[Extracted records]
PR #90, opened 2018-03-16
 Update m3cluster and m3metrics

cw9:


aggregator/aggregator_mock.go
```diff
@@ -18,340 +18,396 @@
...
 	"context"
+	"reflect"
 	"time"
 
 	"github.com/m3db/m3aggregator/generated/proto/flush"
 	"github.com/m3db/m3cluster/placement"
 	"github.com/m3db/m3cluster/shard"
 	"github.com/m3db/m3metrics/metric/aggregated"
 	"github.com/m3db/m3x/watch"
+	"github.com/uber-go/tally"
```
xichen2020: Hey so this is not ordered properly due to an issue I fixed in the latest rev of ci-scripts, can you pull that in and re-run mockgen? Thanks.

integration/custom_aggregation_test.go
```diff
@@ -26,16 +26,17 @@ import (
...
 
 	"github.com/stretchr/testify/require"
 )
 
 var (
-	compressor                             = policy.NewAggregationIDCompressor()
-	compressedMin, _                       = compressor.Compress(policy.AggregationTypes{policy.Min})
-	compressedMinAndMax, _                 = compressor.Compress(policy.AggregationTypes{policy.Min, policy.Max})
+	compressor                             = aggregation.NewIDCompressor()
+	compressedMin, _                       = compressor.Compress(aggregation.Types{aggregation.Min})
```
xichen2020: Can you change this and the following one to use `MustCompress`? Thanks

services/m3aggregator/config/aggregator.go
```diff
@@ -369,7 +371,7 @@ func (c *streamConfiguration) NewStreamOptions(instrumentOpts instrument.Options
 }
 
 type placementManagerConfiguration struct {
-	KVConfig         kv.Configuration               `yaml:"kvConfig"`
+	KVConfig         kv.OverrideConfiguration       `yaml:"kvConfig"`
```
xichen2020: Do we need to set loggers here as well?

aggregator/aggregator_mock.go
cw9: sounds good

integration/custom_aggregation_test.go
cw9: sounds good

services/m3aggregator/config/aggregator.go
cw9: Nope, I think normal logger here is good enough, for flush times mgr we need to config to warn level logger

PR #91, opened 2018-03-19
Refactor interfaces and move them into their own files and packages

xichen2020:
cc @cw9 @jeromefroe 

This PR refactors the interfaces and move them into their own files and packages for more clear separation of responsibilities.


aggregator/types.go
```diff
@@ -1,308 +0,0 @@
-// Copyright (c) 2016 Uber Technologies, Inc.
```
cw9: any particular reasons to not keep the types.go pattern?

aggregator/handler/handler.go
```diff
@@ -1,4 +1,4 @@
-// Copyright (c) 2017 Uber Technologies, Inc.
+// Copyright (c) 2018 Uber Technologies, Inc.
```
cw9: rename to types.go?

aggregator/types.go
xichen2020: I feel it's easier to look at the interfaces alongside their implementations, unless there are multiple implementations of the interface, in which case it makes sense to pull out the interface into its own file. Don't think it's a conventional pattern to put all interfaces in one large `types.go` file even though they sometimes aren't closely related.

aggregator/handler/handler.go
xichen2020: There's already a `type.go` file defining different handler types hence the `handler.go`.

*WORK ITEM*. Whenever a line above has the word "KVConfig" in it, copy that line.

*RESULT*.
-	KVConfig         kv.Configuration               `yaml:"kvConfig"`
+	KVConfig         kv.OverrideConfiguration       `yaml:"kvConfig"`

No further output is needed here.